Platform operations capabilities: AGC, Drasi, AKS, and Fleet Manager
The solution's operations model is built around four platform capabilities that map directly to reliability and scale outcomes:
- Front Door + AGC gives controlled ingress with health-probed routing and a single global endpoint. WAF and DDoS controls are at Front Door, while AGC handles Kubernetes Gateway API routing.
- Drasi turns Cosmos change-feed events into actionable queue messages without custom stream processors.
- AKS runs the API/web/forwarder workloads with rolling updates, KEDA, and workload identity.
- AKS Fleet Manager provides a control plane for multi-cluster operations with staged update groups across regions.

Deployment model
The platform uses azd with host: aks and Kustomize overlays. Each service has its own overlay directory, so azd deploy api deploys only the API.
services:
api:
project: ./src/FanIntelligence.Api
language: dotnet
host: aks
k8s:
kustomize:
dir: ../../infra/k8s/overlays/azd-api
The hook pipeline adds validation gates:
- preprovision -- validates Bicep syntax
- postprovision -- configures Entra app, Flux GitOps, AI Search
- predeploy -- runs tests, validates Kubernetes manifests
- postdeploy -- verifies Orleans health, canary endpoints
Tradeoffs and decisions
Why Orleans over stateless APIs
Stateless APIs with Redis for deduplication hit a wall during goal storms -- every event triggered Cosmos subscriber queries that throttled under load. Orleans grains own per-fan state in memory, so rate limits, preferences, and notification history are a local lookup, not a distributed query.
Why Drasi over custom stream processing
Drasi's drasi.previousValue() lets us detect changes in Cypher rather than writing custom stream processors. The tradeoff is that Drasi is pre-1.0 CNCF -- the API surface changes between releases, and some reaction providers aren't bundled (PostDaprPubSub needs externalImage: true).

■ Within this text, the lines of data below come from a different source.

PR #1446, opened 2015-08-28
Data dir copy

bjones1:
This is a followup on #1440, implementing the ideas discussed there that belonged in a separate PR. Specifically, the data_dir fixture now provides an auto-copy of files in data/ to the tmpdir where the test is run.


bjones1:
I ran into something I didn't know how to fix -- any help would be appreciated. I saw repeated code in pyi_load_dll_using_ctypes.py used to find the location of the dll. Replacing it with a call to get_data_dir(), however, fails. The actual code I used:

```
#-----------------------------------------------------------------------------
# Copyright (c) 2005-2015, PyInstaller Development Team.
#
# Distributed under the terms of the GNU General Public License with exception
# for distributing bootloader.
#
# The full license is in the file COPYING.txt, distributed with this software.
#-----------------------------------------------------------------------------

# Library imports
# ---------------
import os
import sys
from ctypes import CDLL

# Local imports
# -------------
from pyi_get_datadir import get_data_dir

# Library name based on platform.
if sys.platform.startswith('win32'):
    name = 'ctypes_dylib.dll'
elif sys.platform.startswith("darwin"):
    name = 'ctypes_dylib.dylib'
else:
    name = 'ctypes_dylib.so'

def dummy(arg):
    """
    Test loading ctypes library and passing an argument to it.
    """
    tct = CDLL(os.path.join(get_data_dir(), 'load_dll_using_ctypes', name))
    return tct.dummy(arg)

# Test resolving dynamic libraries loaded in Python code at runtime
# by Python module 'ctypes'
assert dummy(42) == 42
```

The resulting error:
```
  File "C:\Users\bjones\Documents\pyinstaller-git\tests\functional\scripts\pyi_get_datadir.py", line 33, in get_data_dir
    from pyi_testmod_gettemp import gettemp
ImportError: No module named pyi_testmod_gettemp
```
This seems like a bug: even adding the line `from pyi_testmod_gettemp import gettemp` doesn't help. ???

tests/functional/conftest.py
```diff
@@ -48,10 +51,40 @@
...
+      # https://pytest.org/latest/builtin.html#_pytest.python.FixtureRequest
+      # and
+      # https://pytest.org/latest/fixture.html#fixtures-can-introspect-the-requesting-test-context.
+      request,
+      # The tmpdir object for this test. See
+      # https://pytest.org/latest/tmpdir.html.
+      tmpdir):
+
+        # Provide access to _DATA_DIR, using the same nomenclature as tmpdir.
+        self.strpath = _DATA_DIR
```
codewarrior0: `tmpdir` has a `strpath` because it is a `py.path.local` object. I don't think this fact is well-exploited in the existing test suites.

tests/functional/test_basic.py
```diff
@@ -119,16 +119,10 @@ def test_multiprocess_forking(pyi_builder):
...
-    files = glob.glob(src + '/*.c')
-    for f in files:
-        shutil.copy(f, dst)
-
-    # Compile the ctypes_dylib there.
-    monkeypatch.chdir(dst)  # Make dst the CWD directory.
+def test_load_dll_using_ctypes(monkeypatch, pyi_builder, data_dir):
+    # Note that including the data_dir fixture copies files needed by this test.
+    # Compile the ctypes_dylib in the tmpdir: Make tmpdir/data the CWD.
+    monkeypatch.chdir(data_dir.dest_strpath)
```
codewarrior0: I would have done `mkdir django; mv django_site django/django_site` instead.

tests/functional/test_basic.py
```diff
@@ -195,7 +189,9 @@ def test_python_makefile(pyi_builder):
 
 
 def test_set_icon(pyi_builder, data_dir):
-    icon_dir = os.path.join(data_dir, 'icons')
+    # Note that the name test_set_icon (not just test_icon) for prevents
```
codewarrior0: I would have renamed the folder `tests/functional/data/icons` to `set_icon` to solve this instead. Likewise for `django_site` to `django` or `django/django_site`

tests/functional/test_basic.py
```diff
@@ -195,7 +189,9 @@ def test_python_makefile(pyi_builder):
...
+    # data_dir from copying data/icon to the tmpdir.
+    icon_dir = os.path.join(data_dir.strpath, 'icons')
```
codewarrior0: Note that as written, `strpath` is the original _DATA_DIR folder, and not the test-specific folder that was copied to the tmpdir. I would have simplified everything by using only the copy in the tmpdir, and used `data_dir` as a `py.path.local` to do path manipulation.

codewarrior0:
```
  File "C:\Users\bjones\Documents\pyinstaller-git\tests\functional\scripts\pyi_get_datadir.py", line 33, in get_data_dir
    from pyi_testmod_gettemp import gettemp
ImportError: No module named pyi_testmod_gettemp
```

I'm only speculating, but the file `pyi_get_datadir.py` should be moved into `tests/functional/modules` and renamed to `pyi_testmod_get_datadir.py`, since it is not a test script itself, but a module that is included by test scripts. The modules folder is already appended to the search path while building test executables.

tests/functional/conftest.py
```diff
@@ -48,10 +51,40 @@
...
+            # Provide access to the location to which the directory was copied.
+            self.dest_strpath = os.path.join(tmpdir.strpath, 'data', name)
+            shutil.copytree(source_data, self.dest_strpath)
+
+# Define a fixure for the DataDir object.
 @pytest.fixture
-def data_dir():
-    return _DATA_DIR
+def data_dir(request, tmpdir):
+    return DataDir(request, tmpdir)
```
codewarrior0: Thus, all of the code in `DataDir.__init__()` should be moved into `data_dir()`, and slightly modified to return a `py.path.local` object instead of a `DataDir` object.

It's fair to raise an error if a test requests a `data_dir` but does not have a corresponding folder in `tests/functional/data`

codewarrior0:
```
  File "C:\Users\bjones\Documents\pyinstaller-git\tests\functional\scripts\pyi_get_datadir.py", line 33, in get_data_dir
    from pyi_testmod_gettemp import gettemp
ImportError: No module named pyi_testmod_gettemp
```

Ah, I see now.

The call to `monkeypatch.undo()` in the test function `test_load_dll_using_ctypes` will undo the change to `sys.path` done in the fixture `pyi_builder` which adds `modules` to the search path. It seems like the root cause is that the same `monkeypatch` object is being passed into both `pyi_builder` and `test_load_dll_using_ctypes`, so the cleanest solution would be to get a different `monkeypatch` object passed each time. I'm not sure exactly how to do this.

A dirtier solution would be to change either `pyi_builder` or `test_load_dll_using_ctypes` not to use `monkeypatch`.

codewarrior0:
Raised an issue upstream: pytest-dev/pytest#981

codewarrior0:
I can imagine a workaround that goes something like this, using an additional fixture in `pyi_builder` and accessing some pytest internals to create a separate `monkeypatch` object:

```
from _pytest.monkeypatch import monkeypatch
@pytest.fixture
def builder_monkeypatch(request):
    mp = monkeypatch()
    request.addfinalizer(mp.undo)
    return mp

# Run by default test as onedir and onefile.
@pytest.fixture(params=['onedir', 'onefile'])
def pyi_builder(tmpdir, builder_monkeypatch, request, pyi_modgraph):
    # .....
```

matysek:
> I'm only speculating that this is the cause, but the file pyi_get_datadir.py should be moved into tests/functional/modules and renamed to pyi_testmod_get_datadir.py, since it is not a test script itself, but a module that is included by test scripts.

@codewarrior0 If I understand it correctly, the purpose of pyi_get_datadir.py is to be able call a test script directly without py.test.

codewarrior0:
> If I understand it correctly, the purpose of pyi_get_datadir.py is to be able call a test script directly without py.test.

Do you mean to run one of the scripts under `tests/functional/scripts`, *without* freezing it first? Do we even do that? Any of those scripts that import anything from `tests/functional/modules` can't be run outside of the test function anyway, since `modules` isn't normally on the path.

Its original purpose was to make files under `tests/functional/data` accessible from either the test function itself or from the built exe created by the test function. Later, this purpose was refactored into the `data_dir` fixture, such that the function `get_data_dir` is now only ever called from built exes, while test functions use the new fixture. Now, with this PR, the `data_dir` fixture is meant to make a temporary copy of the test-specific data under `tests/functional/data` to allow the built exe to modify the copy without remorse.

So, the `if hasattr(sys.frozen...` part of `pyi_get_datadir.py` can be dropped completely, as it is only ever called when frozen, and it should be moved to `tests/functional/modules` as it is only used by test scripts that will be frozen.

matysek:
> Do you mean to run one of the scripts under tests/functional/scripts, without freezing it first? Do we even do that? Any of those scripts that import anything from tests/functional/modules can't be run unfrozen outside of the test function anyway, since modules isn't normally on the path.

I think @bjones1 was doing this for testing scripts?

tests/functional/test_basic.py
bjones1: I see things a bit differently. My intention is to have test code operate on `data/` directly; code under test should operate only on `testdir/data`. Separating these two, at least to me, keeps the code a bit cleaner, while combining them (which is your suggestion, as I understand it) would blur this distinction. However, as you note, preventing access to `data/` by providing a path only to `tmpdir/data` does simplify the code in another sense: there's only one path for `data_dir` to return.

Your thoughts?

bjones1:
@codewarrior0, thanks for the excellent debug here. It never occurred to me to check monkey business on the monkeypatching. The problem makes sense now.

@matysek and @codewarrior0, the purpose of `pyi_get_datadir` is two-fold:

1. Allow test scripts to be invoked directly from the Python interpreter (e.g. unfrozen), to verify that they work with CPython and to support CPython vs. Pyinstaller debug, by returning the location of the `data/` directory.

2. Allow frozen Pyinstaller scripts to execute, by returning the location of the `data/` directory when data has been copied to the tmpdir where the frozen script executes.

After all, what if a script is fundamentally broken and can't even be run from the Python interpreter (e.g. unfrozen)? I believe it's essential to allow testing of scripts in this manner.

tests/functional/test_basic.py
codewarrior0: Providing `tmpdir/data` as the only path eliminates the possibility that a test will modify files in the source checkout, and also frees you from having to know which tests are read-only and which are read-write with respect to the data files.

codewarrior0:
>After all, what if a script is fundamentally broken and can't even be run from the Python interpreter (e.g. unfrozen)? I believe it's essential to allow testing of scripts in this manner.

Many of the existing scripts can't be run unfrozen and can't be run outside of the test suite. I'm not saying they *shouldn't* be runnable from a bare interpreter, just that you've got a lot of work ahead of you if you believe it's essential. ;)

I only suggested to move `pyi_get_datadir.py` to make it clear that it's a support module for test scripts and not a test script itself.

tests/functional/test_basic.py
bjones1: That's a good point. I'll move in this direction. Probably not until Monday, though...

bjones1:
That's a good point. I'll go ahead and move `pyi_get_datadir.py`.

htgoebel:
Re https://github.com/pyinstaller/pyinstaller/pull/1446#issuecomment-135960634
> Do you mean to run one of the scripts under tests/functional/scripts, without freezing it first? Do we even do that?

At least we've done that in the old test-suite. Often there is need to test whether a script runs at all if unfrozen it it does not, we'd had to fix the script prior to caring about PyInstaller. This does not work for all scripts, this is why you can find tests for `frozen` quite some of them.

codewarrior0:
I think we could get most of the test scripts to run in the bare interpreter, it would just take some restructuring and some new support functions. That's outside the scope of this PR, though.

bjones1:
OK, I think I've made all the changes. What's this project's preference to make this auto-mergable: Create a merge commit or rebase this branch? I'm happy to do either.

htgoebel:
@bjones1: We do not have a strickt policy here. As this branch has conflicts that must be resolved, I suggest rebasing. My experience is that conflicts are easier to solve this way. But you may also try merging python3 to your branch, if this is easier to resolve..

tests/functional/test_libraries.py
```diff
@@ -70,10 +67,6 @@ def test_PyQt4_QtWebKit(pyi_builder):
 @pytest.mark.xfail(reason='Reports "ImportError: No module named QtWebKit.QWebView".')
 @importorskip('PyQt4')
 def test_PyQt4_uic(tmpdir, pyi_builder, data_dir):
-    # Copy the data/PyQt4-uic.ui file to the tempdir used by this test.
-    os.mkdir(os.path.join(tmpdir.strpath, 'data'))
-    shutil.copy(os.path.join(data_dir, 'PyQt4-uic.ui'),
-                os.path.join(tmpdir.strpath, 'data'))
-
+    # Note that including the data_dir fixture copies files needed by this test.
```
htgoebel: For me stupid: Can you please explain where this fixture is included. I can not spot it. (I have to admit that I did not yet understand many of the concepts of py.test.)

htgoebel: I just found the tutorial: https://pytest.org/latest/fixture.html#fixtures.

tests/functional/conftest.py
```diff
@@ -48,10 +55,31 @@
...
+  # https://pytest.org/latest/builtin.html#_pytest.python.FixtureRequest
+  # and
+  # https://pytest.org/latest/fixture.html#fixtures-can-introspect-the-requesting-test-context.
+  request,
+  # The tmpdir object for this test. See
+  # https://pytest.org/latest/tmpdir.html.
+  tmpdir):
+
+    # Strip the leading 'test_' from the test's name.
+    name = request.function.__name__[5:]
```
htgoebel: I just wonder if there is some way to share the data for several tests?

codewarrior0: I can think of several approaches:

- For each shared data-folder, create a new fixture that calls `data_dir` with a fixed data-folder name.
- Apply a `data_dir_folder` mark to each function, whose first argument is the data-folder name. `data_dir` will use this folder name instead of using the test's name, if present.
- (If you want to also run the same test for several data-sets) Parametrize the test on the data_dir fixture.

tests/functional/test_libraries.py
bjones1: I think this is a good point: py.test relies on a lot of magic, and a newcomer to the test framework will be quite puzzled. I was thinking of putting some text in `tests/README.txt` -- I can create a separate pull request and would appreciate feedback / help in covering all the bases.

tests/functional/conftest.py
bjones1: @codewarrior0, great idea. @htgoebel, did you have a specific test in mind to use this? I hesitate to add a feature that isn't actually used :).

codewarrior0:
I prefer to use rebase because it makes `git bisect` give better results. When bisecting, you can sometimes get into a situation where the merge commit is "bad", but the main branch before the merge commit is "good" and also each commit on the feature branch that was merged is also "good". So the only commit `bisect` can point to is the merge commit. This is especially likely to happen if the merge commit also resolves merge conflicts.

htgoebel:
@codewarrior0 IC. Thanks for sharing your experience :-)

tests/functional/conftest.py
htgoebel: @codewarrior0 The namespace-tests in the old test-suite (test_nspkg1*, test_nspkg1*) share the same packages and modules. But maybe it's simpler to put them into a test-module (e.g. `test_namespaces`) and define the fixture there (with `scope='module'`). If we find this to be used more often, we can generalize it later on.

htgoebel: @codewarrior0 Addendum: Would be great if you could take care of this. Within of the test-series, these test-cases share the same `pathex`. This may a worth another fixture. (I still did not look on how this is done in our py.tests.)

codewarrior0: Good point. I haven't looked at the old test-suite at all. It might be simple to just put those shared packages and modules into `tests/functional/modules` where we keep all the other shared modules. (This folder is indeed added to `pathex` in the `pyi_builder`)

bjones1:
@codewarrior0, good point. I definitely prefer a rebase as well. Done!

tests/functional/conftest.py
htgoebel: Moving them to `tests/functional/modules` does not work out, because these are e.g. eggs which need to be added to `pathex`, to. And for some test-cases, one may want/need to have a defined set of eggs.

NB: I missed one point: For (test_Tree](https://github.com/htgoebel/pyinstaller/blob/cleanup-Tree/tests/unit/test_Tree.py) I'm reusing the files from `hookutils_files`. There is little use in adding another copy of some files.

htgoebel:
Fine, thanks for working on this :-)

htgoebel:
Yet another follow up: `unit/test_hookutils.py` could use this, too :-) (And I want to reuse the same data in [test_Tree](https://github.com/htgoebel/pyinstaller/blob/cleanup-Tree/tests/unit/test_Tree.py) :-)

tests/functional/conftest.py
codewarrior0: After looking at your PR, I see what you mean. `pyi_builder` uses `monkeypatch.syspath_prepend` to add the `modules` folder to `sys.path` (not `pathex` as I thought). There should be a neater way to add to `pathex`.

htgoebel: For the records: I implemented handling the files for `test_hookutils` following the receipt of this change. I reverted it (f168725e9d0d), as it did not solve the problem I wanted to solve. `test_Tree` is implemented now (8a50d6462a81), using it's own set of files.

Why gpt-5-mini over larger models
Larger models didn't improve explanation quality once grounding was in place. The smaller model is faster, cheaper, and the grounding score threshold catches the edge cases where it doesn't have enough context.
Why Front Door over direct AKS ingress
Front Door provides global routing, WAF, and DDoS protection without managing multiple ingress controllers per region. The tradeoff is that the AGC integration has a version coupling issue between the managed Gateway API add-on and the ALB controller (another post is coming).
Hopefully this gives you a working blueprint for building event-driven AI platforms on AKS. Make sure to check out the Orleans on AKS and Drasi documentation for deeper dives into stateful orchestration and continuous query patterns, I had a lot of fun building this, hopefully it helps showcase how you could build that next solution!